• [PROBLEM REQUIREMENTS]:
Out of the records below, copy all lines in which the word "JLLeitschuh" occurs.

*** DATA UNDER STUDY Section Begins ***

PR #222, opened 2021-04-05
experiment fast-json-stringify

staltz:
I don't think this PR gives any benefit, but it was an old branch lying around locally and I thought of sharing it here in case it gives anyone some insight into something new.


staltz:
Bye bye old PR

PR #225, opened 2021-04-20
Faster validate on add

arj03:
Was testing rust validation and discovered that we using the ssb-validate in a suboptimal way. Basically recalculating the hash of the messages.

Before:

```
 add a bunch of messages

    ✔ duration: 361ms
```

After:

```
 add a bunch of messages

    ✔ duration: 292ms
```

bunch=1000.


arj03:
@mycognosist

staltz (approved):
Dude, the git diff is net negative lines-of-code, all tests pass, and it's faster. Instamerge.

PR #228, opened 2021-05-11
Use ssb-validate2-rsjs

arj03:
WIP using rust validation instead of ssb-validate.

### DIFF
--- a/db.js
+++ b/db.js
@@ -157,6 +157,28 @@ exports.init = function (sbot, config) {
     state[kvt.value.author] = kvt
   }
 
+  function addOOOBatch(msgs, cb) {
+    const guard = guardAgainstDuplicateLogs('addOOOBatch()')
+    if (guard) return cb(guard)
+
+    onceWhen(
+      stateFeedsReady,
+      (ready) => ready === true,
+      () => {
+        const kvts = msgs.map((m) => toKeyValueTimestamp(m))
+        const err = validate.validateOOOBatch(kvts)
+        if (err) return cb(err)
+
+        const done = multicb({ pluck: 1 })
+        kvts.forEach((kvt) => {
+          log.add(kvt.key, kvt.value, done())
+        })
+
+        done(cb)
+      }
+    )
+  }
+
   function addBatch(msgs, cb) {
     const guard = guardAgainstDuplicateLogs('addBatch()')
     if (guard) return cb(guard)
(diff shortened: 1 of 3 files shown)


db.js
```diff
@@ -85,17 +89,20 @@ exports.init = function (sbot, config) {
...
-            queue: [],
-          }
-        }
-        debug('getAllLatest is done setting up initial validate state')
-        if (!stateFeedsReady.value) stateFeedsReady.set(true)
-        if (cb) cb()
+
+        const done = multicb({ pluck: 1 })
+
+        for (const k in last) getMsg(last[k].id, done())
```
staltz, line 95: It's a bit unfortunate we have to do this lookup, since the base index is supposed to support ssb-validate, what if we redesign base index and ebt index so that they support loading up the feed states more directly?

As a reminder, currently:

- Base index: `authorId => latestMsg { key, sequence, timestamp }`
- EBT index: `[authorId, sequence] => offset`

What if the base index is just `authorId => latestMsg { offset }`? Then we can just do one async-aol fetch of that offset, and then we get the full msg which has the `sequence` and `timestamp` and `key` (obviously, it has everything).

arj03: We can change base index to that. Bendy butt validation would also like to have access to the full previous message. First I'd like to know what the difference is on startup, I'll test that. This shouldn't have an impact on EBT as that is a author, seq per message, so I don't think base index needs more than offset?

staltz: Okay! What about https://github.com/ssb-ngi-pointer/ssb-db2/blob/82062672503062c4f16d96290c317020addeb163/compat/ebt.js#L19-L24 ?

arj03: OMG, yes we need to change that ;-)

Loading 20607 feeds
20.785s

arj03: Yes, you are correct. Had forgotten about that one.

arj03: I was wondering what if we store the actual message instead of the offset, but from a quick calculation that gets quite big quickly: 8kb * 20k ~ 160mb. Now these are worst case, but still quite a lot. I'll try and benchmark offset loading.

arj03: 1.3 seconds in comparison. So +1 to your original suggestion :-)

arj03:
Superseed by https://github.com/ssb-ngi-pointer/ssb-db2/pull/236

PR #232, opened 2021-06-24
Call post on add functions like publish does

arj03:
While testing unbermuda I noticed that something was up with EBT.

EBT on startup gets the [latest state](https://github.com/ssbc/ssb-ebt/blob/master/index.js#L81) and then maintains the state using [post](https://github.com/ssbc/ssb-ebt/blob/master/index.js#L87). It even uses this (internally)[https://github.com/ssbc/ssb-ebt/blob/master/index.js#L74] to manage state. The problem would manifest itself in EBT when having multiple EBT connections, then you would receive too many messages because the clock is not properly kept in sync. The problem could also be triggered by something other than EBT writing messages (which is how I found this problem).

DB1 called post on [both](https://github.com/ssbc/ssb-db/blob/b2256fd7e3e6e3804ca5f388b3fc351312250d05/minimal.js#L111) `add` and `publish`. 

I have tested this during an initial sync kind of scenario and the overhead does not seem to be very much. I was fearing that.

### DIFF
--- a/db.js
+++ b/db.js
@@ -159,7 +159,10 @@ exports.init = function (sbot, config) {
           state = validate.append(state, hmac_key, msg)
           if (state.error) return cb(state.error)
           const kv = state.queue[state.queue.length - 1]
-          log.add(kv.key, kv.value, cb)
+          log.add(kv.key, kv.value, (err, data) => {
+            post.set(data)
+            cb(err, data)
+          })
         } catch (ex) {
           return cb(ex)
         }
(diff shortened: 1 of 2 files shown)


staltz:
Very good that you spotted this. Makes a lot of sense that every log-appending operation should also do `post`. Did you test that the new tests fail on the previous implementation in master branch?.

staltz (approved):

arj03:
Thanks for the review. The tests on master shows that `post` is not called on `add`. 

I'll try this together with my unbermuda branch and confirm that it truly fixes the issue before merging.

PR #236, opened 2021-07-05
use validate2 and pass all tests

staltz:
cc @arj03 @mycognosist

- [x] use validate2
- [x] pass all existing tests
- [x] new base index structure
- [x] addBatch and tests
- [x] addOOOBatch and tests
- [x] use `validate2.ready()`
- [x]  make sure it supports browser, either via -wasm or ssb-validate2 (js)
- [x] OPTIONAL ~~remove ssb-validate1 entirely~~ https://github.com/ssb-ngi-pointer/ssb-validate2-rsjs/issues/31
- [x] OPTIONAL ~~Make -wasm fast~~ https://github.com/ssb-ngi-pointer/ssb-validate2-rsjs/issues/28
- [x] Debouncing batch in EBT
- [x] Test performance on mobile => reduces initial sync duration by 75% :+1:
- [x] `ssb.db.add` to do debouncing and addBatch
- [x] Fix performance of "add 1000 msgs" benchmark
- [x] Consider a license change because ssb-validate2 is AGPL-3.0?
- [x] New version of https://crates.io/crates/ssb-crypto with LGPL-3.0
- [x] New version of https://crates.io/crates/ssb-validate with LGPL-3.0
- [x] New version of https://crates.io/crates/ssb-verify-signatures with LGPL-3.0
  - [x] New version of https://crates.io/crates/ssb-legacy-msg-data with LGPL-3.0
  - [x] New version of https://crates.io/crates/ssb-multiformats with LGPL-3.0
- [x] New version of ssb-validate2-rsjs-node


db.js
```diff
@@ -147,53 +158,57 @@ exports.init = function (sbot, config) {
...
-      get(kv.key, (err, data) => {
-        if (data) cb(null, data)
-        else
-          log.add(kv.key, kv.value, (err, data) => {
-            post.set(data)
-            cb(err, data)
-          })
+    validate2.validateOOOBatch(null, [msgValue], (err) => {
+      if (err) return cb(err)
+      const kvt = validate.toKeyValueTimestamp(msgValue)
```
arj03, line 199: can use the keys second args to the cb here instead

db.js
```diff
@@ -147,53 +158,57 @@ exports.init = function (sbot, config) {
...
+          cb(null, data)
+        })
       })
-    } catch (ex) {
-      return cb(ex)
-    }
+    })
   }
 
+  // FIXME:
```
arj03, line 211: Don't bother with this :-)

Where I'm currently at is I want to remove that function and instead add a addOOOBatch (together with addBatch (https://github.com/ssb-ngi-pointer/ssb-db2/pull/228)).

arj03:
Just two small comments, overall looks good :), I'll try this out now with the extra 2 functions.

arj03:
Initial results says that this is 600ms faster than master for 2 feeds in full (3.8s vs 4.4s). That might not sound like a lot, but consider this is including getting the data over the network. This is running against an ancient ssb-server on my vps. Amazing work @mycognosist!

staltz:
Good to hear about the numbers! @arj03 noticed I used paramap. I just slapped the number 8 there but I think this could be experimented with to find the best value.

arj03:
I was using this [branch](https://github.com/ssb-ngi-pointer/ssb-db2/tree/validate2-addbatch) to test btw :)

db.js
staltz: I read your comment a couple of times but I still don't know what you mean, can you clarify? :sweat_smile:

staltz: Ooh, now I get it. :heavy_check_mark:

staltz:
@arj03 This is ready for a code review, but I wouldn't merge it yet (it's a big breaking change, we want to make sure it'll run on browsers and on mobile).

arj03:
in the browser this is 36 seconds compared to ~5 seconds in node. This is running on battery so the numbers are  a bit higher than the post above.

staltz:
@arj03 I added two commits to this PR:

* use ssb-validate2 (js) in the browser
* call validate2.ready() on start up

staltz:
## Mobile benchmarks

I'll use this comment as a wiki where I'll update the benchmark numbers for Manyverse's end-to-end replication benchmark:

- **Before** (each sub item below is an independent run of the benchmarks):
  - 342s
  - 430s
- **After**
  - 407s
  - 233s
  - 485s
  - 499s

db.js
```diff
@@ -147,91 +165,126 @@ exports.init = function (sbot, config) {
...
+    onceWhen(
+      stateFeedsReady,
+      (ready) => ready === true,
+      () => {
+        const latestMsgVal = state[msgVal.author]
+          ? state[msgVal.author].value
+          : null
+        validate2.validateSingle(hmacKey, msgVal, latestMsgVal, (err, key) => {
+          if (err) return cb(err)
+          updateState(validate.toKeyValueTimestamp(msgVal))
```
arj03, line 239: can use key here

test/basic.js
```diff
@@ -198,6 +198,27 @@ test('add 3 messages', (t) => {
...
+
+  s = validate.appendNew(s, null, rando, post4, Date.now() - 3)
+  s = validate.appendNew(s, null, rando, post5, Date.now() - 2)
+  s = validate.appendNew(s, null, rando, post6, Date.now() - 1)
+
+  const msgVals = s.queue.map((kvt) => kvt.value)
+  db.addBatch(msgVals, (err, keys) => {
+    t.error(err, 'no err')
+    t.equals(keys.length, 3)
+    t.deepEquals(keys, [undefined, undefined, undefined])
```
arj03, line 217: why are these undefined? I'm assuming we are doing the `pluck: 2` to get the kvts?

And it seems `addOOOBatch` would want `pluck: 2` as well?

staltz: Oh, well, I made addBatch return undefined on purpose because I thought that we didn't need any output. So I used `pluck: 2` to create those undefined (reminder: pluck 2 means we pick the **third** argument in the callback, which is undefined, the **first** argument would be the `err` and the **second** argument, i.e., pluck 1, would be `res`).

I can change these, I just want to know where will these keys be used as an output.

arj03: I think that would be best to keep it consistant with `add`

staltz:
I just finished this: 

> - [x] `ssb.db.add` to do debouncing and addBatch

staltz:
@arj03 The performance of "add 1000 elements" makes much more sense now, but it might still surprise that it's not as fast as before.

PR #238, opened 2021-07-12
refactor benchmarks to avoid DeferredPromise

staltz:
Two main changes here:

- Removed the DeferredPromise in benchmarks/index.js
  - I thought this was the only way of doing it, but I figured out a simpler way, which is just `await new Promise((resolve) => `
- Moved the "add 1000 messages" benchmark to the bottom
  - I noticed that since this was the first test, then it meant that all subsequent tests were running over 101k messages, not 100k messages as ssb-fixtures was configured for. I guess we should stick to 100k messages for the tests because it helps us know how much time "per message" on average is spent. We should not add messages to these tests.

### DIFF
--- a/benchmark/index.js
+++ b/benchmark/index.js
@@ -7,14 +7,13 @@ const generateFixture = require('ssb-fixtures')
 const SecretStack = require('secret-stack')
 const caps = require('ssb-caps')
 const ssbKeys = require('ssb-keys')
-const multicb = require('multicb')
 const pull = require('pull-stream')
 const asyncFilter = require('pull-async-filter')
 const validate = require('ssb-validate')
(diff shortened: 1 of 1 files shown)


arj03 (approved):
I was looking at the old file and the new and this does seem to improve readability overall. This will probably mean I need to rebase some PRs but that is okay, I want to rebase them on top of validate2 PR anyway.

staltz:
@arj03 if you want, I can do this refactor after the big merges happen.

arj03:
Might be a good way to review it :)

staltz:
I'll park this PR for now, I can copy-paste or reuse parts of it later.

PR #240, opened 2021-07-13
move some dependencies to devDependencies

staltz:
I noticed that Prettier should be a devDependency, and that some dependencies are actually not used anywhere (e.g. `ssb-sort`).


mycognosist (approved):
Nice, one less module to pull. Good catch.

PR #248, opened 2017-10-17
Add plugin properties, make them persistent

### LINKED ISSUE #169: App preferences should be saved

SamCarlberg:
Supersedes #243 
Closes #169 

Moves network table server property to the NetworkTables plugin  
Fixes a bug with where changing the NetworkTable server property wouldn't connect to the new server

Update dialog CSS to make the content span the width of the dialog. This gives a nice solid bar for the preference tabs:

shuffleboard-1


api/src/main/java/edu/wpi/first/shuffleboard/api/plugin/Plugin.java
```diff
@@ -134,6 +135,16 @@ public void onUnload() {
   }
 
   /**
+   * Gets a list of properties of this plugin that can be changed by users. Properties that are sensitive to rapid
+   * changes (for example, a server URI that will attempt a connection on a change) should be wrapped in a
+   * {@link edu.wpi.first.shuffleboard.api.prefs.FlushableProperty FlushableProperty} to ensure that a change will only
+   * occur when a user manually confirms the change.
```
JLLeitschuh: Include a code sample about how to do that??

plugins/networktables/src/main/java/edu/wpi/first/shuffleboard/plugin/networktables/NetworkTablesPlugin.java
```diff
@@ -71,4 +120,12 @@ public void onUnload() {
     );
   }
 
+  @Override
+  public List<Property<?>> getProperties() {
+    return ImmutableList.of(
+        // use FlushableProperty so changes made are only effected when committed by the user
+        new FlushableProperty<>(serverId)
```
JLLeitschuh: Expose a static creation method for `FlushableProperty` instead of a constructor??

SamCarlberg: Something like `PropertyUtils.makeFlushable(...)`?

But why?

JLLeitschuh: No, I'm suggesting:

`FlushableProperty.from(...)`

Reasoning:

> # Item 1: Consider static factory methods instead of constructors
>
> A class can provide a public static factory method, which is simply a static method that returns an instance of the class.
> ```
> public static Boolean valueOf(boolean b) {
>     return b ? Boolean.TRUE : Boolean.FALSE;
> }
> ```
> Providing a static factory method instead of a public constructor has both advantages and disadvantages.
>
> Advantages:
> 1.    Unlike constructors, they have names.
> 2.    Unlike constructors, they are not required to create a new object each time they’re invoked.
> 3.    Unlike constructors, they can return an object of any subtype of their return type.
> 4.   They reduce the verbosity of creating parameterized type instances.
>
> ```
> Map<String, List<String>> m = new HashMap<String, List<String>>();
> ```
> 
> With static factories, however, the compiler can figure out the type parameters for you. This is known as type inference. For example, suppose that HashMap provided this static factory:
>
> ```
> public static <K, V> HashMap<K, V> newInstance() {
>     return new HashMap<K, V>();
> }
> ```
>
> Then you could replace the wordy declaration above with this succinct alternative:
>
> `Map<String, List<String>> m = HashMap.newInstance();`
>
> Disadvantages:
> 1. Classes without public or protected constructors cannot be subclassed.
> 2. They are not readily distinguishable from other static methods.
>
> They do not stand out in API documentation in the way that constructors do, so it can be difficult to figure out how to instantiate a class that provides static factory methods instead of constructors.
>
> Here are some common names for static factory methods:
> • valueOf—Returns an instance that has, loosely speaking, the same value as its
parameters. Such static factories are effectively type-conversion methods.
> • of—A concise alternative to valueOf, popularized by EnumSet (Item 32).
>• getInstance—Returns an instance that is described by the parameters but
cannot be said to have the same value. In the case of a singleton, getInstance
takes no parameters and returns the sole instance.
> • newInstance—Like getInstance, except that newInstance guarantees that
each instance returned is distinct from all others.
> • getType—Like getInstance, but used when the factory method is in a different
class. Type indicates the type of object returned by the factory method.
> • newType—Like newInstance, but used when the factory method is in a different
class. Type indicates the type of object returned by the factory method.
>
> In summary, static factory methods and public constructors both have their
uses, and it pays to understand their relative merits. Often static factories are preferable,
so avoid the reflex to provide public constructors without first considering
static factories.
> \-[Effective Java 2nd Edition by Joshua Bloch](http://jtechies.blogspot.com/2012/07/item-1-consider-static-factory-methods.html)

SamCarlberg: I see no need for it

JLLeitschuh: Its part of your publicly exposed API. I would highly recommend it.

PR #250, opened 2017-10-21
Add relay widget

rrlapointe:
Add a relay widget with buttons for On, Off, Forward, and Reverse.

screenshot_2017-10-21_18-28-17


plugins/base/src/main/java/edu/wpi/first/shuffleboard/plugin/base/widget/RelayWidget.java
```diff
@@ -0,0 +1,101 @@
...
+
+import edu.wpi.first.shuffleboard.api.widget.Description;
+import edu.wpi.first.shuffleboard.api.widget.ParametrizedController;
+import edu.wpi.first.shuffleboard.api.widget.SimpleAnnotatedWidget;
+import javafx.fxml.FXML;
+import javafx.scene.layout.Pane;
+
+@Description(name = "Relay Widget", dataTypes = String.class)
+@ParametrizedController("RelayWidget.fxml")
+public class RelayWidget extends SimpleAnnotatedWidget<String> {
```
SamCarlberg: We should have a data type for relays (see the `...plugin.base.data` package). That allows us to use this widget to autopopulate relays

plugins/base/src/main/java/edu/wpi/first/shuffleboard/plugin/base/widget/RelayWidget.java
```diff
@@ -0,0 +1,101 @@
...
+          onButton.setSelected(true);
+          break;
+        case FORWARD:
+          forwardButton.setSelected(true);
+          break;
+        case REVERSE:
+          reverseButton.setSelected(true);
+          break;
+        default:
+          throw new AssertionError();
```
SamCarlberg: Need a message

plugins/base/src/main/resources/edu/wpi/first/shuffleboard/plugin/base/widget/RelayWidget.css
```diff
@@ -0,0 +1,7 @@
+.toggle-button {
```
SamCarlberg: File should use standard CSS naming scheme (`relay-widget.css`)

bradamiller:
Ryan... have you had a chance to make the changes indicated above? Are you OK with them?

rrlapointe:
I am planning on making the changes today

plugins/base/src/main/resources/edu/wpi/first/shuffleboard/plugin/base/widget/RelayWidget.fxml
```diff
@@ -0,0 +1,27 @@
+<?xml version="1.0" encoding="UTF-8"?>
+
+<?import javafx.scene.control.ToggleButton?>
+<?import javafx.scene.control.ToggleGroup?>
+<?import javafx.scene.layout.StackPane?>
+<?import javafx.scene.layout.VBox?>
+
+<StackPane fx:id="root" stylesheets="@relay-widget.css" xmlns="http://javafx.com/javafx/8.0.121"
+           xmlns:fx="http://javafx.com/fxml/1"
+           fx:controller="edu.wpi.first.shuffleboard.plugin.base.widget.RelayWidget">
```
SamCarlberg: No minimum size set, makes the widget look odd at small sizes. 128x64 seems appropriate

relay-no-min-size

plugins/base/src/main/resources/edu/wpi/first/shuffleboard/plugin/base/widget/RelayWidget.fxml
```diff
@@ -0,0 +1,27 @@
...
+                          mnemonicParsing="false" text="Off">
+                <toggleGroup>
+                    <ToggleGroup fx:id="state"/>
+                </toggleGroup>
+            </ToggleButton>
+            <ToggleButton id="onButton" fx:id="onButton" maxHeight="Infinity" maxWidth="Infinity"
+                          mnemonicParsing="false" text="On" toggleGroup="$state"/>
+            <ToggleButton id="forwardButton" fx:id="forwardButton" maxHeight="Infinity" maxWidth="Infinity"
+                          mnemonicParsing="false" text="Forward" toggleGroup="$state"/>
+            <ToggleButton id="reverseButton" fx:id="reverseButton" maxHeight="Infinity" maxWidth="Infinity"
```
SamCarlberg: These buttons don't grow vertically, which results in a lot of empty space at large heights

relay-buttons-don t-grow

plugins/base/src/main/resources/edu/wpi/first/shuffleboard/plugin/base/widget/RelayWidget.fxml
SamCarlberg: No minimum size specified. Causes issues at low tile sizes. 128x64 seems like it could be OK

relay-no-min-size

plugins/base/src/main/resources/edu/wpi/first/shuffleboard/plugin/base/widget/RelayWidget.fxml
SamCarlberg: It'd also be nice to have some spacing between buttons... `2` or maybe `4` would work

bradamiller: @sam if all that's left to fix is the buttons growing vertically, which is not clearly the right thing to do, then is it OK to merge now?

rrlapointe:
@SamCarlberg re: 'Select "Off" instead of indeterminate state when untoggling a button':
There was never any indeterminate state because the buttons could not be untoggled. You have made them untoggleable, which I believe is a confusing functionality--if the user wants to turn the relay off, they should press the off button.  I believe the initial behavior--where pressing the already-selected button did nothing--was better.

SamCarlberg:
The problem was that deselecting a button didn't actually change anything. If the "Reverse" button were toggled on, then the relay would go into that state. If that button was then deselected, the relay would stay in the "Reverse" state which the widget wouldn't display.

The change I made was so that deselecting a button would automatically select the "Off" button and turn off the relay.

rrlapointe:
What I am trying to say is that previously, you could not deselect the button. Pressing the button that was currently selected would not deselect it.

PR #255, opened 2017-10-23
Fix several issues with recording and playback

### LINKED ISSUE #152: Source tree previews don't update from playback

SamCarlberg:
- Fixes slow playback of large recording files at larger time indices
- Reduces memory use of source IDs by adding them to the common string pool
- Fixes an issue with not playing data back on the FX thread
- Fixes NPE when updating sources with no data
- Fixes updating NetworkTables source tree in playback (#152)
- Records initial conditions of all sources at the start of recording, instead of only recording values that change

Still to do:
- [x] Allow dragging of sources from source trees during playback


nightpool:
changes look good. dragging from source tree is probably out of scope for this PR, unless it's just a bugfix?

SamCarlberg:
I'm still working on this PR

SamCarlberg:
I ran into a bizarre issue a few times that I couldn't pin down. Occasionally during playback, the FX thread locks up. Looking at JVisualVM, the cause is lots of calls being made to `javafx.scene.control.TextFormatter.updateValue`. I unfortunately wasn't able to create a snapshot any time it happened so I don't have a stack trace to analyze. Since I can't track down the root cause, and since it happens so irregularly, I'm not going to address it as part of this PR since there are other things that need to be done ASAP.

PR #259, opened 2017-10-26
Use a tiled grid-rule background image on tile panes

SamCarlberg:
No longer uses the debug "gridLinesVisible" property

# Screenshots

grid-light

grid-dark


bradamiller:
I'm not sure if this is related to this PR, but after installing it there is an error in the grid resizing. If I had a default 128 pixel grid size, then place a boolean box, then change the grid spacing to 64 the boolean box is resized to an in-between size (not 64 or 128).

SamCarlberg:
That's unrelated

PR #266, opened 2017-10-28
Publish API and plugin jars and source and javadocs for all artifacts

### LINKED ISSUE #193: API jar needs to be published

*** DATA UNDER STUDY Section Ends ***

• [OUTPUT FOR THIS TASK]:
JLLeitschuh: Include a code sample about how to do that??
JLLeitschuh: Expose a static creation method for `FlushableProperty` instead of a constructor??
JLLeitschuh: No, I'm suggesting:
JLLeitschuh: Its part of your publicly exposed API. I would highly recommend it.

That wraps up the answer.